Issue #1501, opened 2019-11-14
Refine docker secret check


runzexia:
ref https://kubesphere.io/forum/d/158-source-to-image/5

should allow scheme in docker secret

_ _ _

## [What is expected]
Write only the number of lines in the records that include the word "docker".

## [Task solution]
2